» Task to carry out
If a line of the data contains the word "filename", it is counted; report how many such lines there are and nothing else.

╭─ Input data

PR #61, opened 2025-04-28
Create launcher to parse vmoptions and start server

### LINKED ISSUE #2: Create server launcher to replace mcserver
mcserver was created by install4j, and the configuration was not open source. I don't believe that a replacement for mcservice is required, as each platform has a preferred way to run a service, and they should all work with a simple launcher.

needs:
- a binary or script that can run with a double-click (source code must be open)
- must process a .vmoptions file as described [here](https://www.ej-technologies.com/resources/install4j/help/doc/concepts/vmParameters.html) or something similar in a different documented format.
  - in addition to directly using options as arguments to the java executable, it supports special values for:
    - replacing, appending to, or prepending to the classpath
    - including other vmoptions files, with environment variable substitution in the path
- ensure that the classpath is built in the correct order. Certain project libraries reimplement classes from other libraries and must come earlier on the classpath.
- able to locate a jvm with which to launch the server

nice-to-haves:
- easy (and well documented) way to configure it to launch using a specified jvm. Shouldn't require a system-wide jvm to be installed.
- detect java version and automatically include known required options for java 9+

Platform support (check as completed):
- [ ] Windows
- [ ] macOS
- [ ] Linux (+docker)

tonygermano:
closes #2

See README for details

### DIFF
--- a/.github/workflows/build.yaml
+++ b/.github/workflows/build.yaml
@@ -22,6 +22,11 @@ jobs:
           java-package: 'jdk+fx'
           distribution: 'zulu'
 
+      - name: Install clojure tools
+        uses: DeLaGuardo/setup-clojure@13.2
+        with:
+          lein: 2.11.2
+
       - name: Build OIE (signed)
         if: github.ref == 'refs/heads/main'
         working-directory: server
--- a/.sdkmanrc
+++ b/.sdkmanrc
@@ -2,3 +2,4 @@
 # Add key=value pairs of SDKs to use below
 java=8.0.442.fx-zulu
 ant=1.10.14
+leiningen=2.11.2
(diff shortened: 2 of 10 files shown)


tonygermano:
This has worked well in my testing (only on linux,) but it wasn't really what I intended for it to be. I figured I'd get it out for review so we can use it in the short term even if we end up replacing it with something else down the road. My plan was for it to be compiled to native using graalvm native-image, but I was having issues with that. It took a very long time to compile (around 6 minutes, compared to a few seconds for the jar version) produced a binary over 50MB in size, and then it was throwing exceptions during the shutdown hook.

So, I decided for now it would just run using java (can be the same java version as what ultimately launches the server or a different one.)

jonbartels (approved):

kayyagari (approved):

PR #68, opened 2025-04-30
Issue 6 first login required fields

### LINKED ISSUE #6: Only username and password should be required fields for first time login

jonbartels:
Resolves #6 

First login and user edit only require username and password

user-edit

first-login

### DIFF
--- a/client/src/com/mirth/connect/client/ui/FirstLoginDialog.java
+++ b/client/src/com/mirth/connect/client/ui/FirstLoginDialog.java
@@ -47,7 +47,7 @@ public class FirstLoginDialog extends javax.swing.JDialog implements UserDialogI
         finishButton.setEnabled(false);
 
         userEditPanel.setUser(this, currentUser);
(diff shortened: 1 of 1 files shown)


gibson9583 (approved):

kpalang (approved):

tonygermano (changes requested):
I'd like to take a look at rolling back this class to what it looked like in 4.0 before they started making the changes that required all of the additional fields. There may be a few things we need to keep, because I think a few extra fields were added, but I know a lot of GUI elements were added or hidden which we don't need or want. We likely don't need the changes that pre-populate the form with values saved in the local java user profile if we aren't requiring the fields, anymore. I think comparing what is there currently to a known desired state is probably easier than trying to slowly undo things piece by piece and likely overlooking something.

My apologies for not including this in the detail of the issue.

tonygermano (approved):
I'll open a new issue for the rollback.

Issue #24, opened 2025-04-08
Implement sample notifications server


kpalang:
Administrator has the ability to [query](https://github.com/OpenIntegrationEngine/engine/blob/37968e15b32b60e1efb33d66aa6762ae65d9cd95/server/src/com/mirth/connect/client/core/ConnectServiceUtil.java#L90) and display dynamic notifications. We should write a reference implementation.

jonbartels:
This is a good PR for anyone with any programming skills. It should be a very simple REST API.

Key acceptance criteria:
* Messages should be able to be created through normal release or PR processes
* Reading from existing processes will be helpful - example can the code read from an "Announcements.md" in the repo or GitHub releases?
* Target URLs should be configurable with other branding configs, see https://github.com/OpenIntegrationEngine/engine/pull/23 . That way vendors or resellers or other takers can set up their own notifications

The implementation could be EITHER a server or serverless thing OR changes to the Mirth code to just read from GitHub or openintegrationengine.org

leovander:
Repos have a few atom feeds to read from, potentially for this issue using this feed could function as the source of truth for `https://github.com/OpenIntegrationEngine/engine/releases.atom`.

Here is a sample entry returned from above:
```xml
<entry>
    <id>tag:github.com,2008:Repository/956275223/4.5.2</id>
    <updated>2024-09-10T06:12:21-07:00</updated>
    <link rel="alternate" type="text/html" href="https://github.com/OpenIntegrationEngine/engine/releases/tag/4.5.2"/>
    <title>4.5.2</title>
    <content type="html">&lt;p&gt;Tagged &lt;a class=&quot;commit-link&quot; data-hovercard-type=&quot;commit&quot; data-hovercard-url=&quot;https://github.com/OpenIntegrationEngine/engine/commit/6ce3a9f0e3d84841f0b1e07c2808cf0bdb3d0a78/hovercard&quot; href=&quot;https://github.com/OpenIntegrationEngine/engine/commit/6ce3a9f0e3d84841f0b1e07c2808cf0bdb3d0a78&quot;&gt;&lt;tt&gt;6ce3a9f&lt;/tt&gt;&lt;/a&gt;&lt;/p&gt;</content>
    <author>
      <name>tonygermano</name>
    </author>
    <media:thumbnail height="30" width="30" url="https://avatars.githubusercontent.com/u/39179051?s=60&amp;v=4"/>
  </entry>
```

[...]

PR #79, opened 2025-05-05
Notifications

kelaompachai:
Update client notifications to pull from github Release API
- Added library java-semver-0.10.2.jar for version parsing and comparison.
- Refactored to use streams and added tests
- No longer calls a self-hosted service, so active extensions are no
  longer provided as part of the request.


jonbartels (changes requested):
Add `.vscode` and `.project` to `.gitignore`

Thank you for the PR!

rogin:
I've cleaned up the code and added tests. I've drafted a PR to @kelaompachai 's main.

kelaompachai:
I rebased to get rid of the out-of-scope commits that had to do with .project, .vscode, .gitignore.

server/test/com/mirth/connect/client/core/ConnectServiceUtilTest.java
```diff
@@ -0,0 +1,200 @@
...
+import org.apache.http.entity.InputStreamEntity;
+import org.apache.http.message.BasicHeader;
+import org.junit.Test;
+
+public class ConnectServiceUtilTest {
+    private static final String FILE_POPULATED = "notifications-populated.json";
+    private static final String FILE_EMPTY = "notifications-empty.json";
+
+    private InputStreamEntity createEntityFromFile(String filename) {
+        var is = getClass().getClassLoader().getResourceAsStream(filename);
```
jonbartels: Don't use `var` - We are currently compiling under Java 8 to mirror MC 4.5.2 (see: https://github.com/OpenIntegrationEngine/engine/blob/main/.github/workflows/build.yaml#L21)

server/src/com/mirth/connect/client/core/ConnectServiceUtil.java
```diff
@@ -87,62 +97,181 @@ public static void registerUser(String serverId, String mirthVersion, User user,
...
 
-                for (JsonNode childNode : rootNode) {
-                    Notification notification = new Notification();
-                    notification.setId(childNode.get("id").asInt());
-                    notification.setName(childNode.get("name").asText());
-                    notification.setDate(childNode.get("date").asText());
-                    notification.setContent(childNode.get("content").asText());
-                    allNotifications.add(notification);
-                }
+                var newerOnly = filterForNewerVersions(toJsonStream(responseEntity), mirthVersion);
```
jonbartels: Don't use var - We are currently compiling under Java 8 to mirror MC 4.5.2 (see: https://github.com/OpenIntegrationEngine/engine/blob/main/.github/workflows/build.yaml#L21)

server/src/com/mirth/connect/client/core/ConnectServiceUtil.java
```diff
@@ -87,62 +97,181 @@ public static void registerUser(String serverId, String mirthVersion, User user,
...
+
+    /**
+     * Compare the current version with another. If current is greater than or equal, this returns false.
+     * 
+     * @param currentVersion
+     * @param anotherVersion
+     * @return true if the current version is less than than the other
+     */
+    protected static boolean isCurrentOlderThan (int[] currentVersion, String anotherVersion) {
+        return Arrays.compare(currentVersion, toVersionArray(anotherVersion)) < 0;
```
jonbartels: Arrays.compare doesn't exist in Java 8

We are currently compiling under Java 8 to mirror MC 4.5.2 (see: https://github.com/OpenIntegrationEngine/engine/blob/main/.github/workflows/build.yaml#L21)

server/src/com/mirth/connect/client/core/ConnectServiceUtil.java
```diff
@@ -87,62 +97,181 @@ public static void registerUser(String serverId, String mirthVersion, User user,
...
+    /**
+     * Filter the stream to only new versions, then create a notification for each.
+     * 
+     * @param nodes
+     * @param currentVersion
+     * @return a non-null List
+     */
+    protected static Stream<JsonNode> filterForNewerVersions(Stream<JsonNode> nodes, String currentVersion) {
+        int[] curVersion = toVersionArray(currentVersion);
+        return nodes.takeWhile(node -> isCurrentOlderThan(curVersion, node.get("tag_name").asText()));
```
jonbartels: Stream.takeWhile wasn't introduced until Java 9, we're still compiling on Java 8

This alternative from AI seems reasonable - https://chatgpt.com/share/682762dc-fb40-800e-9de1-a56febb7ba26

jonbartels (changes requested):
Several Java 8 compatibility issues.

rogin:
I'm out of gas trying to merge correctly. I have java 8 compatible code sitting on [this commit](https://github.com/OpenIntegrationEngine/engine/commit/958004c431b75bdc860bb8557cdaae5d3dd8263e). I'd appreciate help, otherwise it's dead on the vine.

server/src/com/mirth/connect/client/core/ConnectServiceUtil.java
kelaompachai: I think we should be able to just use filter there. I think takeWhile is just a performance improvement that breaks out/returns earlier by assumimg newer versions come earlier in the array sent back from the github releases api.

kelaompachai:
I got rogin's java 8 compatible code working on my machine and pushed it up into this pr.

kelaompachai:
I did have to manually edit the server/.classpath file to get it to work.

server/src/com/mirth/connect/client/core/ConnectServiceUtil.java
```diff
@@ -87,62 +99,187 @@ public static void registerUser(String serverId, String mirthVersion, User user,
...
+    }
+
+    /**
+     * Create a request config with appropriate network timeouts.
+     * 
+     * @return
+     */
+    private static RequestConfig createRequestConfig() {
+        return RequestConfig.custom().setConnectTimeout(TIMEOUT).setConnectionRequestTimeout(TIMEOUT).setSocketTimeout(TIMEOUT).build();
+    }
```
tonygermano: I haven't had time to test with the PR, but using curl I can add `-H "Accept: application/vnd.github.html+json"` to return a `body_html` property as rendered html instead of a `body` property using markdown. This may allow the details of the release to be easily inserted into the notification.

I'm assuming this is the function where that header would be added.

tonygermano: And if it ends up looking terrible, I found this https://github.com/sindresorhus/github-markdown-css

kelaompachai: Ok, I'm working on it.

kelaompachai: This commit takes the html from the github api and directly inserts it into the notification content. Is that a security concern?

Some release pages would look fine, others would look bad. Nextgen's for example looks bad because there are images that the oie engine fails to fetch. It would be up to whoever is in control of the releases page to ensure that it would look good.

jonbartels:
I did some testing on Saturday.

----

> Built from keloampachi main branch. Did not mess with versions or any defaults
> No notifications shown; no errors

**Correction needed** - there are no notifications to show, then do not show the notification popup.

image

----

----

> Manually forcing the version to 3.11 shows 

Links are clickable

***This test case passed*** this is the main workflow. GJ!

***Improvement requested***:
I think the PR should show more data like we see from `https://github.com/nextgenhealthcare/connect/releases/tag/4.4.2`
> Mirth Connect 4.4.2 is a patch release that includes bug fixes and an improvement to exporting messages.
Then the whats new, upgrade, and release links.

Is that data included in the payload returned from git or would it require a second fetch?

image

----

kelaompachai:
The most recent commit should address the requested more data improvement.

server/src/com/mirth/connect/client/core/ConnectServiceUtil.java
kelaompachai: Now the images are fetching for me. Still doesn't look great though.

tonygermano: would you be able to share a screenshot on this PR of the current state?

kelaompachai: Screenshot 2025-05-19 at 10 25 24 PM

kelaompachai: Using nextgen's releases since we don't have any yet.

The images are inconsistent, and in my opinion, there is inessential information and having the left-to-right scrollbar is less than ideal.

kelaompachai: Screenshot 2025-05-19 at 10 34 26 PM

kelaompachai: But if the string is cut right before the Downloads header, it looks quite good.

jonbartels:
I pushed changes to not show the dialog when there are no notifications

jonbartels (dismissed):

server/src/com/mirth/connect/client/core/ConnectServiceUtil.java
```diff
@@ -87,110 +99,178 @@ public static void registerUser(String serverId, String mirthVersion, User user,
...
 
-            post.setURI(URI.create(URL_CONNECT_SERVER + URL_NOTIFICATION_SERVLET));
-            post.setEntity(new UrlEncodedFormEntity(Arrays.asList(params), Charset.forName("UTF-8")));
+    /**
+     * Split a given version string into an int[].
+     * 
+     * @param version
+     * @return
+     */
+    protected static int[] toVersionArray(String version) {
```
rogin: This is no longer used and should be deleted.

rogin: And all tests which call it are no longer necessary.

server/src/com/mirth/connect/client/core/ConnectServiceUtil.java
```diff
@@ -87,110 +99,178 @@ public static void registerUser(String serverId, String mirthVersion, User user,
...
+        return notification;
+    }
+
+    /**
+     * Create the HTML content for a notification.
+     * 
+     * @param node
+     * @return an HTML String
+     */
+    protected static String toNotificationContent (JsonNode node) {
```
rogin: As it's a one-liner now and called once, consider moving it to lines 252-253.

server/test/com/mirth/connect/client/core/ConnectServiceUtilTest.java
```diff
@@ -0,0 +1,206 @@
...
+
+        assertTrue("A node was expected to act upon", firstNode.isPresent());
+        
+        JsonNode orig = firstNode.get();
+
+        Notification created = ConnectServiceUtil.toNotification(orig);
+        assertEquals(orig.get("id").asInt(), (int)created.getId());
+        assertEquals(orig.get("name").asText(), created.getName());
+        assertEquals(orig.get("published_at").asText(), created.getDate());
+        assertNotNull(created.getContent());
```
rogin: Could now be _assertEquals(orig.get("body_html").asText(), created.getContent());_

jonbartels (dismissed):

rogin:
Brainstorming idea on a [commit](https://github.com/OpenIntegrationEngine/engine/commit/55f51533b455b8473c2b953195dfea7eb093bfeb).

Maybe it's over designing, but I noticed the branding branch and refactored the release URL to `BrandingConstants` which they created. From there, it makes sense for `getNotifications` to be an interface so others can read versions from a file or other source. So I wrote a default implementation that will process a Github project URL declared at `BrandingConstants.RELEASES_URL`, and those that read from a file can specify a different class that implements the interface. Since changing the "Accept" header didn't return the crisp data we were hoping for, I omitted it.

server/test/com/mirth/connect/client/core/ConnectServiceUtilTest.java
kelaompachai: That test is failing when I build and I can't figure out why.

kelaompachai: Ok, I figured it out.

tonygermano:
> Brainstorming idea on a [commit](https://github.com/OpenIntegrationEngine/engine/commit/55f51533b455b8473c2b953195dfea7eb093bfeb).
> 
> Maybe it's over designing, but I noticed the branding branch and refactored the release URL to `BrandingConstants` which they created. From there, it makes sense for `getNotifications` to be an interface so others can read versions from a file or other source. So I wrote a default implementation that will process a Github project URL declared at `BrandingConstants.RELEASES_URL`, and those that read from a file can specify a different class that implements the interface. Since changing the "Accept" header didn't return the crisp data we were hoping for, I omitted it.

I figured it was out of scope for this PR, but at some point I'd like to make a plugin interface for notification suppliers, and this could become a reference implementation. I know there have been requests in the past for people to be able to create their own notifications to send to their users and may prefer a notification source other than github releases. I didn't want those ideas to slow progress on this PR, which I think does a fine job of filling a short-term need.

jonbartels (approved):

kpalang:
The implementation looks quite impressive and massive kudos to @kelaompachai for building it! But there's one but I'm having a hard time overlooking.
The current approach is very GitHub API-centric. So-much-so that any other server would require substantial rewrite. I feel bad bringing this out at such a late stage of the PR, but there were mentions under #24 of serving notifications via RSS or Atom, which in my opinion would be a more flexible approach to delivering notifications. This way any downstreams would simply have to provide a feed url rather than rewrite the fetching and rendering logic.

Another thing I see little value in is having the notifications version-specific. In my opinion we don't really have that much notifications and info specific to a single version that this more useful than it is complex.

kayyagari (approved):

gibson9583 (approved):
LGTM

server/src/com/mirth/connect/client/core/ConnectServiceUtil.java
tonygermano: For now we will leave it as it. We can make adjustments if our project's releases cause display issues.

╰─

» Task result
2